I would strongly advise you to stop before you do yourself more harm - you can read the guidelines from NICE, don't take my word for it. It suggests your counsellor lacks knowledge and skills if they have not already told you that it is not safe for them to work with you.

You need a trauma therapy like cognitive trauma therapy (CTT) or trauma-focused CBT, EMDR, family model therapy (doesn't mean 'therapy for a family' it's a methodology for treating a person), etc.

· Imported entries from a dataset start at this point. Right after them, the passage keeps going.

PR #268, opened 2022-08-10
GEN01334: fix _setGuard

fedealconada:
## Motivation

The new new changes in BaseFactory.sol introduced a bug which was causing the newly deployed adapters using a factory to set a really high cap because it was not considering the target's decimals. 

## Solution

Take target's decimals into account.

## Implementer Checklist

### DIFF
--- a/pkg/core/src/adapters/abstract/factories/BaseFactory.sol
+++ b/pkg/core/src/adapters/abstract/factories/BaseFactory.sol
@@ -7,6 +7,10 @@ import { BaseAdapter } from "../BaseAdapter.sol";
 import { Divider } from "../../../Divider.sol";
 import { FixedMath } from "../../../external/FixedMath.sol";
 
+interface ERC20 {
+    function decimals() external view returns (uint256 decimals);
+}
+
 interface ChainlinkOracleLike {
     function latestRoundData()
         external
@@ -55,7 +59,7 @@ abstract contract BaseFactory {
         uint128 ifee; // issuance fee
         uint16 mode; // 0 for monthly, 1 for weekly
         uint64 tilt; // tilt
-        uint256 guard; // adapter guard (in target)
+        uint256 guard; // adapter guard (in usd, 18 decimals)
     }
 
     constructor(address _divider, FactoryParams memory _factoryParams) {
@@ -72,11 +76,13 @@ abstract contract BaseFactory {
 
     /// Set adapter's guard to $100`000 in target
     /// @notice if Underlying-ETH price feed returns 0, we set the guard to 100000 target.
-    function _setGuard(address adapter) internal {
+    function _setGuard(address _adapter) internal {
         // We only want to execute this if divider is guarded
         if (Divider(divider).guarded()) {
+            BaseAdapter adapter = BaseAdapter(_adapter);
+
             // Get Underlying-ETH price
-            try BaseAdapter(adapter).getUnderlyingPrice() returns (uint256 underlyingPriceInEth) {
+            try adapter.getUnderlyingPrice() returns (uint256 underlyingPriceInEth) {
                 // Get ETH-USD price from Chainlink (in 8 decimals base)
                 (, int256 ethPrice, , uint256 ethUpdatedAt, ) = ChainlinkOracleLike(ETH_USD_PRICEFEED)
                     .latestRoundData();
@@ -86,10 +92,12 @@ abstract contract BaseFactory {
                 // Calculate Underlying-USD price (normalised to 18 deicmals)
                 uint256 price = underlyingPriceInEth.fmul(uint256(ethPrice) * 1e10);
 
-                // Calculate Target-USD price
-                price = BaseAdapter(adapter).scale().fdiv(price);
-
-                Divider(divider).setGuard(adapter, factoryParams.guard.fdiv(price));
+                // Calculate Target-USD price (scale and price are in 18 decimals)
+                price = adapter.scale().fdiv(price);
+                Divider(divider).setGuard(
+                    _adapter,
+                    (factoryParams.guard * 10**ERC20(adapter.target()).decimals()) / price
+                );
             } catch {}
         }
     }
--- a/pkg/core/src/adapters/abstract/factories/BaseFactory.sol
+++ b/pkg/core/src/adapters/abstract/factories/BaseFactory.sol
@@ -42,9 +42,6 @@ abstract contract BaseFactory {
     /// @notice Sense core Divider address
     address public immutable divider;
 
-    /// @notice target -> adapter
-    mapping(address => address) public adapters;
-
     /// @notice params for adapters deployed with this factory
     FactoryParams public factoryParams;
 
--- a/pkg/core/src/adapters/abstract/factories/BaseFactory.sol
+++ b/pkg/core/src/adapters/abstract/factories/BaseFactory.sol
@@ -81,22 +81,25 @@ abstract contract BaseFactory {
         if (Divider(divider).guarded()) {
             BaseAdapter adapter = BaseAdapter(_adapter);
 
-            // Get Underlying-ETH price
+            // Get Underlying-ETH price (18 decimals)
             try adapter.getUnderlyingPrice() returns (uint256 underlyingPriceInEth) {
-                // Get ETH-USD price from Chainlink (in 8 decimals base)
+                // Get ETH-USD price from Chainlink (8 decimals)
                 (, int256 ethPrice, , uint256 ethUpdatedAt, ) = ChainlinkOracleLike(ETH_USD_PRICEFEED)
                     .latestRoundData();
 
                 if (block.timestamp - ethUpdatedAt > 2 hours) revert Errors.InvalidPrice();
 
                 // Calculate Underlying-USD price (normalised to 18 deicmals)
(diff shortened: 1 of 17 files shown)


pkg/core/src/adapters/abstract/factories/BaseFactory.sol
```diff
@@ -86,10 +92,12 @@ abstract contract BaseFactory {
...
 
-                // Calculate Target-USD price
-                price = BaseAdapter(adapter).scale().fdiv(price);
-
-                Divider(divider).setGuard(adapter, factoryParams.guard.fdiv(price));
+                // Calculate Target-USD price (scale and price are in 18 decimals)
+                price = adapter.scale().fdiv(price);
+                Divider(divider).setGuard(
+                    _adapter,
+                    (factoryParams.guard * 10**ERC20(adapter.target()).decimals()) / price
```
jparklev: could we also do `factoryParams.guard.fdiv(price, 10**ERC20(adapter.target()).decimals())`?

abylaw (approved):
LGTM

pkg/core/src/adapters/abstract/factories/BaseFactory.sol
```diff
@@ -86,10 +92,12 @@ abstract contract BaseFactory {
                 // Calculate Underlying-USD price (normalised to 18 deicmals)
                 uint256 price = underlyingPriceInEth.fmul(uint256(ethPrice) * 1e10);
 
-                // Calculate Target-USD price
-                price = BaseAdapter(adapter).scale().fdiv(price);
-
-                Divider(divider).setGuard(adapter, factoryParams.guard.fdiv(price));
+                // Calculate Target-USD price (scale and price are in 18 decimals)
+                price = adapter.scale().fdiv(price);
```
jparklev: Hmm, just noticing should this be multiplied rather than divided?

jparklev (commented):
Quick confirmation on the price calculation

pkg/core/src/adapters/abstract/factories/BaseFactory.sol
abylaw: ah, i also noticed that but thought i might have been mistaken, guess i should trust my intuition more. 

is `getUnderlyingPrice` ETH/underlying & `ethPrice` USD/ETH?

pkg/core/src/adapters/abstract/factories/BaseFactory.sol
fedealconada: yes, it's the same, but looks better hehe, just pushed the change

pkg/core/src/adapters/abstract/factories/BaseFactory.sol
fedealconada: this is a nice find that tests were not catching, i've fixed the tests so they revert if i try with `fdiv` and they pass if they are with `fmul` as they should

fedealconada: cc @jparklev @abylaw

jparklev: sweet, will give them a look. ty fed

pkg/core/src/tests/factories/BaseFactory.t.sol
```diff
@@ -110,52 +104,25 @@ contract Factories is TestHelper {
...
-        assertEq(maxm, MAX_MATURITY);
-        assertEq(MockAdapter(adapter).mode(), MODE);
+        // On this test we assert that the guard calculated is close to the one calculated below
+        // underlying-ETH price (18 decimals)
+        uint256 underlyingPriceInEth = adapter.getUnderlyingPrice();
 
-        uint256 scale = MockAdapter(adapter).scale();
-        assertEq(scale, 1e18);
+        // Calculate Underlying-USD price (normalised to 18 deicmals)
+        uint256 price = underlyingPriceInEth.fmul(Constants.DEFAULT_CHAINLINK_ETH_PRICE, 1e8);
```
jparklev, line 203: To make sure I understand, we mock the oracle call so the internal `_setGuard` will use this same value, right? (if that's right, could we get ride of the `assertClose` and assert exactly?)

pkg/core/src/tests/factories/BaseFactory.t.sol
```diff
@@ -110,52 +104,25 @@ contract Factories is TestHelper {
...
 
-        // Since the call to Chainlink reverted when deploying the adapter via factory
-        // guard should be set to 0
-        (, , , , , , , , uint256 factoryGuard) = someFactory.factoryParams();
-        (, , uint256 guard, ) = divider.adapterMeta(adapter);
-        assertEq(guard, factoryGuard);
+        // Convert DEFAULT_GUARD (which is $100'000 in 18 decimals) to target
+        // using target's price (18 decimals)
+        uint256 guardInTarget = DEFAULT_GUARD.fdiv(price, 10**tDecimals);
+        assertClose(guard, guardInTarget, guard.fmul(0.001e18));
```
jparklev: Since this is for the local test with mocks, I wonder if we can also do an assert with a constant value somewhere as well. That way we could have that sanity check on the guard like "scale is 2 and eth price is 1900, then it makes sense that guard would be 26.xxx" – wdyt?

jparklev (approved):
Updates lgtm @fedealconada! One quick thought on testing, then curious about aby's final thoughts on the changes

pkg/core/src/tests/factories/BaseFactory.t.sol
fedealconada: Correct, I could change it!

abylaw (approved):
lgtm, aside from what jpark has already brought up. :)

pkg/core/src/tests/factories/BaseFactory.t.sol
fedealconada: sgtm! just added it

pkg/core/src/tests/factories/BaseFactory.t.sol
```diff
@@ -113,16 +122,33 @@ contract Factories is TestHelper {
...
-        // Convert DEFAULT_GUARD (which is $100'000 in 18 decimals) to target
+        // (3) Convert DEFAULT_GUARD (which is $100'000 in 18 decimals) to target
         // using target's price (18 decimals)
         uint256 guardInTarget = DEFAULT_GUARD.fdiv(price, 10**tDecimals);
-        assertClose(guard, guardInTarget, guard.fmul(0.001e18));
+        assertEq(guard, guardInTarget);
+
+        // Sanity checks with constants values:
+        // as underlying price is 1e18, ETH price is 1900 (in 8 decimals) and scale is 1e18,
+        // (1) Underlying-USD price should be: 1e18 * (1900 * 1e8) -> normalised to 18 decimals = 1900 * 10**tDecimals
```
jparklev: Know it's annoying but might be good to use a scale other than `1` here to catch the differences b/w `div` & `mul`?

pkg/core/src/tests/factories/BaseFactory.t.sol
```diff
@@ -165,7 +191,7 @@ contract Factories is TestHelper {
         rewardTokens[0] = address(someReward);
         MockCropFactory someFactory = MockCropFactory(deployCropsFactory(address(someTarget), rewardTokens, false));
 
-        address f = periphery.deployAdapter(address(someFactory), address(someTarget), "");
+        address f = periphery.deployAdapter(address(someFactory), address(someTarget), abi.encode(rewardTokens));
```
jparklev, line 275: good catch, we were missing these before?

pkg/core/src/adapters/abstract/factories/BaseFactory.sol
```diff
@@ -42,9 +42,6 @@ abstract contract BaseFactory {
     /// @notice Sense core Divider address
     address public immutable divider;
 
-    /// @notice target -> adapter
-    mapping(address => address) public adapters;
```
jparklev, line 42: Fede mentioned to me that this is currently unused! Previously we used it to ensure a factory didn't deploy the same Target adapter twice, but now we use `CREATE2` with the target address as the salt, so it'll fail anyway (for context for aby)

jparklev (approved):

pkg/core/src/adapters/abstract/factories/BaseFactory.sol
fedealconada: exactly! ty for adding context :)

pkg/core/src/tests/factories/BaseFactory.t.sol
fedealconada: if what we are using is a non 4626 factory, we are find sending an empty string. But when the factory is a crops 4626 factory (as it it in the 4626 tests), `deployAdapter` expects to receive an array of addresses

pkg/core/src/tests/factories/BaseFactory.t.sol
fedealconada: added it!

pkg/core/src/adapters/abstract/factories/BaseFactory.sol
abylaw: tyty @jparklev for the context, good to know :) *interesting*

And it needs to be with a therapist or clinical psychologist with trauma expertise.

Books...

Trauma & Recovery, Judith Herman
Overcoming Trauma through Yoga, Emerson & Hopper
The Body Keeps the Score, Bessel van der Kolk

formalineadeline · 26/02/2022 11:43

Also I hear you on feeling like your therapy is repetitive but there is something about the need to repeatedly speak about these topics that we need to air in therapy,

That is not the case for trauma. The evidence shows that this is harmful and prevents trauma from resolving.

Trauma therapy has to be approached really carefully by someone with training and expertise in working with trauma otherwise it is very easy to make it worse, embed the trauma and damage the person's chances of recovering.

Hadawayman · 26/02/2022 11:43

Firstly are you working with a trauma informed counsellor?
Secondly you don’t need to talk things through in therapy to process trauma there are many different ways but your therapist needs to know how to work that way.
I recommend the book by Jasmin lee Corrie healing from trauma, it’s readable but can be quite difficult.
You may find talking to your counsellor and letting them know how you feel beneficial.

Kai1981 · 26/02/2022 14:41

Thank you everyone. Really helpful.

I just looked at the counsellor's website and actually they are a psychotherapist too (I had obviously forgotten this as I first worked with her at a very difficult and bewildering point). It does say she deals in trauma specifically.

I just sometimes find that by going over the same things I become overwhelmed, to the point I can't talk anymore in the session. Although outside of the sessions, I do feel much better. Perhaps this is a sign it is working?

I think I'd like to look at the books anyway, so thank you for that.

OP posts:
Kai1981 · 26/02/2022 14:42

Oh and I will also raise this all with her!

OP posts:
KoalafiedAwesome · 26/02/2022 20:00

Have a look at Respark, by Graham Music - it's just out and is fantastic.